See GH_CODESPACES.md for complete Codespaces documentation.
dagster-snowflake-dbt-demo/
├── dagster-demo/ # Orchestration layer
│ └── dagster_demo/ # Dagster assets and jobs
├── dbt_demo/ # Data transformation layer
│ ├── models/ # SQL transformation models
│ └── dbt_project.yml # dbt configuration
└── venv/ # Python virtual environment
- Setup Environment: Activate the Python virtual environment
- Configure Connections: Ensure Snowflake credentials are properly configured
- Run Pipeline: Execute data workflows through Dagster UI or CLI
- View Results: Monitor pipeline execution and inspect transformed data
- Unified Orchestration: Dagster manages the entire data pipeline lifecycle
- SQL-First Transformations: dbt enables analytics engineers to build reliable data models
- Cloud-Native: Leverages Snowflake's elastic compute and storage
- Data Quality: Built-in testing and validation at every step
- Observability: Comprehensive monitoring and lineage tracking
- Automated CI/CD: Dagger-powered continuous integration with comprehensive testing
This project includes a robust CI/CD pipeline powered by Dagger that runs on every push and pull request:
- 🔍 Code Linting: Black, Ruff, and isort for code quality
- 🧪 Testing: Pytest for unit and integration tests
- ✅ Dagster Validation: Ensures all assets and definitions load correctly
- 🔨 dbt Validation: Validates SQL models and compilation
- 🛡️ Security Scanning: Safety and Bandit for dependency and code security
The CI pipeline uses an in-memory DuckDB database for dbt validation, requiring no external dependencies.

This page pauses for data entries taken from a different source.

PR #317, opened 2025-05-09
feat(lyrics): Implement word wrapping for lyrics pane.

xTayEx:
When displaying long lyrics line, current implementation will truncate the line if it‘s longer than the pane width. (as shown below).
image

With this PR, the long lyrics line will be wrapped.
image

### DIFF
--- a/src/ui/panes/lyrics.rs
+++ b/src/ui/panes/lyrics.rs
@@ -43,14 +43,21 @@ impl Pane for LyricsPane {
         let areas = Layout::vertical((0..rows).map(|_| Constraint::Length(1))).split(area);
         let middle_row = rows / 2;
 
-        let mut i: usize = 0;
-        while i < (rows as usize) {
-            let Some(idx) = (current_line_idx + i).checked_sub(middle_row as usize) else {
-                i += 1;
+        let mut area_idx: usize = 0;
+        let mut lyrics_fetch_idx: usize = 0;
+        while area_idx < (rows as usize) {
+            if (current_line_idx + area_idx).checked_sub(middle_row as usize).is_none() {
+                area_idx += 1;
+                continue;
+            }
+
+            let Some(idx) = (current_line_idx + lyrics_fetch_idx).checked_sub(middle_row as usize) else {
+                lyrics_fetch_idx += 1;
                 continue;
             };
+
             let Some(line) = lrc.lines.get(idx) else {
-                i += 1;
+                lyrics_fetch_idx += 1;
                 continue;
             };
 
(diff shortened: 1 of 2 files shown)


src/ui/panes/lyrics.rs
```diff
@@ -43,24 +43,36 @@ impl Pane for LyricsPane {
...
+                i += 1;
                 continue;
             };
             let Some(line) = lrc.lines.get(idx) else {
+                i += 1;
                 continue;
             };
 
-            let darken = (middle_row as usize).abs_diff(i) > 0 || !first_line_reached;
+            let wrapped_line: Vec<Line> = textwrap::wrap(&line.content, area.width as usize)
```
mierak, line 57: you can iterate directly over `textwrap::wrap(&line.content, area.width as usize)` below in the for loop, there is no need to wrap this in a Line and allocate a vec.

mierak:
This seems to skip over wrapped lines for me. See:
image
and after making the window smaller:
image
the first line is correctly wrapped, the second line gets skipped

xTayEx:
@mierak Thank you for your review! The latest code should fix the above problem (see below). I have refactored the lyrics rendering logic. Current method will first render the lyrics on the middle row, then expand bidirectionally. This can help to make it more easy to handle word wrapping, and reduce some complex index calculation.

Looking forward to you further feedback!

image

xTayEx:
Thank you for the feedback! I would like to ensure I fully understand the issue you mentioned.

In your example, when the current lyric is wrapped into multiple lines but cannot fully fit below the middle of the pane, the space above the middle line should be utilized to display more lines of the current lyric. This suggests prioritizing **showing as much of the current lyrics as possible**, even if it means the current lyric's first line may not be located at the middle.

My current implementation:
* The first line of the wrapped current lyric is placed at the `height / 2` (middle line), with subsequent lines rendered downward.
* If there's insufficient space below, these lines may be truncated (as seen in your example).

Your suggestion implies:
* If space above the middle line is available, it should be used to render the current lyrics instead of the previous ones, even if this shifts the lyrics block upward (away from strict middle alignment).

So the key question is:
Should the current lyric's lines be allowed to shift upward to maximize visibility, even if this means breaking the strict middle alignment?

mierak:
> Should the current lyrics' lines be allowed to shift upward to maximize visibility, even if this means breaking the strict middle alignment?

That is what I meant yeah. The way I see it the most important line is the current lyrics one and should have the most focus.

But again, this might be opening a new whole can of worms so I am fine with leaving it as it is now.

xTayEx:
Got it - I agree that this is a new topic, but we can leave it as it is now. Happy to explore it further when needed. Also, changelog has been updated for this PR.

mierak:
merging this then, thank you

PR #329, opened 2025-05-23
feat: Add Insert and InsertAll commands

tarneaux:
### Description
The added Insert and InsertAll commands allow adding songs directly after the current song, with mpd's POSITION argument on its API.

### Scope
This just changes what it needs to, it was done by adding the command and then being taken by the hand by the compiler and adding the explicit matches everywhere they were needed. Basic testing was done.

### Criticism
Since I don't know exactly how the queue view works, I didn't implement its Insert action, even though it would be interesting, since it is often needed to add a song already in the queue directly after the current track. Note it is still possible to do so manually by simply moving the track up. An implementation of this would probably add the song a second time instead of moving it.

### DIFF
--- a/CHANGELOG.md
+++ b/CHANGELOG.md
@@ -26,6 +26,7 @@ lists they are listed as multiple entries.
 - introduced `preview_label_style` and `preview_metadata_group_style` in theme config
 - added support for soundcloud to `addyt`
 - added `AddReplace` and `AddAllReplace` actions which work smimilarly to `Add` and `AddAll` but replace the current queue instead of appending
+- added `Insert` and `InsertAll` actions which work similarly to `Add` and `AddAll` but insert after the playing song
 
 ### Changed
 
--- a/Cargo.toml
+++ b/Cargo.toml
@@ -54,6 +54,7 @@ strum = { workspace = true }
 clap_complete = "4.5.45"
 clap_mangen = "0.2.26"
 vergen-gitcl = { version = "1.0.5", features = ["build"] }
+anyhow = "1.0.95"
 
 [dev-dependencies]
 rstest = "0.24.0"
--- a/build.rs
+++ b/build.rs
@@ -10,6 +10,15 @@ use clap_complete::{
 use clap_mangen::Man;
 use vergen_gitcl::{Emitter, GitclBuilder};
 
+// Mock mpd::QueuePosition for cli.rs to be able to import it. Also see header
+// comment in cli.rs.
+#[path = "src/mpd/queue_position.rs"]
+mod queue_position;
+
+mod mpd {
+    pub use super::queue_position::QueuePosition;
+}
+
 static NAME: &str = "rmpc";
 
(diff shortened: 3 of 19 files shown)


tarneaux:
Note that I made no changes to the documentation since I'm unsure which files I should edit. Basically the only thing to add is a small description of the Insert and InsertAll commands in the keybindings page.
Maybe the default configuration should also include keys like <C-a> and <C-A> for these two actions.

mierak (commented):
> Since I don't know exactly how the queue view works, I didn't implement its Insert action, even though it would be interesting, since it is often needed to add a song already in the queue directly after the current track. Note it is still possible to do so manually by simply moving the track up. An implementation of this would probably add the song a second time instead of moving it.

I dont think the queue implementation is needed, though if you want to, here are some pointers:

The current queue is stored in the context because it needs to be accessed in places other than the Queue pane.
For the insert function you would do something like this:
```rust
CommonAction::Insert => {
    let song_under_cursor =
        self.scrolling_state.get_selected().and_then(|idx| context.queue.get(idx));

    if let Some(song) = song_under_cursor {
        let file = song.file.clone();
        context.command(move |client| {
            client.add(&file, true)?;
            Ok(())
        });
    }
}
```
You probably need to only handle Insert and Insert with marked items, I dont see how insert all makes sense in the queue.

Other than the few comments I left it looks good, thank you!

mierak:
> Note that I made no changes to the documentation since I'm unsure which files I should edit. Basically the only thing to add is a small description of the Insert and InsertAll commands in the keybindings page.

I think just the [keybinds](https://mierak.github.io/rmpc/next/configuration/keybinds/) is fine. There is an `Edit page` button at the bottom of each page if you have trouble finding the corresponding mdx file. But generally you only ever want to edit files in `docs/src/content/docs/next` as that is the section of the docs for the git version.

> Maybe the default configuration should also include keys like and for these two actions.

No strong opinion on this, feel free to set some defaults if you want to, but the default keys are pretty crowded by now.

tarneaux:
Feel free to squash my commits into the first one.

mierak:
How do you supply `-1` for example to `rmpc add`? Clap has some issues inferring values starting with hyphen as argument. There are some workarounds like https://docs.rs/clap/latest/clap/struct.Arg.html#method.allow_negative_numbers but I think having the insert boolean in CLI was fine, it was mostly the client I was concerned about.

Other than this it looks ok to me. `Insert` fails when no song is currently playing/paused, but the error message is descriptive enough so thats fine to leave as is unless you want to spend more time on it.

tarneaux:
Turns out I had completely messed up my string indexes. I've fixed it now and added allow_negative_numbers for these args. Theoretically I could also add the insert boolean again, but I feel like having the full control is better, since the format is quite easy to understand (I mean, it's not like you have to write an entire JSON object just to insert).

I may make a fix for the Insert in an empty queue, but for now I'll leave the PR as is.

mierak:
great, thanks!

PR #349, opened 2025-05-25
perf: skip calculating rows that are not visible in queue

mierak:


soifou:
No more "weirdness" on my side either, although I haven’t done a thorough check. I’ll let you know if I notice any other regressions. Thanks again for the prompt fix!

PR #373, opened 2025-05-28
Feat: sort keybinds in the help modal

osamaaj03:
Idk at least the items don't get shuffled randomly with each initialization. Also, I noticed a typo in the chain.


mierak:
Yep, its better than not having it, thanks. Lets keep that issue open though.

This pattern is ideal for:
- Analytics Engineering: Building reliable data models for BI and reporting
- Data Pipeline Automation: Scheduling and monitoring data workflows
- Data Quality Assurance: Implementing tests and checks throughout the pipeline
- Team Collaboration: Enabling data teams to work with familiar SQL-based tools
- Python 3.13+: Runtime environment
- Dagster: Data orchestration platform
- dbt: Data transformation framework
- Snowflake: Cloud data platform
- SQL: Primary transformation language
This demo showcases modern data engineering practices using open-source orchestration with enterprise-grade data infrastructure.